[MATERIAL TO PROCESS — start]
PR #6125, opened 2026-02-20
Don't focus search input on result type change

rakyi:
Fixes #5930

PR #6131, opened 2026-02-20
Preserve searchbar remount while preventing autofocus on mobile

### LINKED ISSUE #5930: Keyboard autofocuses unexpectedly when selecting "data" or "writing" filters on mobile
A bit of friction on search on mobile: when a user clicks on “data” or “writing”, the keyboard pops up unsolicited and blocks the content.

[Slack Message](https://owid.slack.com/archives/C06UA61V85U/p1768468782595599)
[MATERIAL TO PROCESS — finish]
### AIM OF THE EXERCISE
Return only the exact lines from the opening of the records through the line that contains "A bit of friction", both included.

### YOUR SOLUTION
PR #6125, opened 2026-02-20
Don't focus search input on result type change

rakyi:
Fixes #5930

PR #6131, opened 2026-02-20
Preserve searchbar remount while preventing autofocus on mobile

### LINKED ISSUE #5930: Keyboard autofocuses unexpectedly when selecting "data" or "writing" filters on mobile
A bit of friction on search on mobile: when a user clicks on “data” or “writing”, the keyboard pops up unsolicited and blocks the content.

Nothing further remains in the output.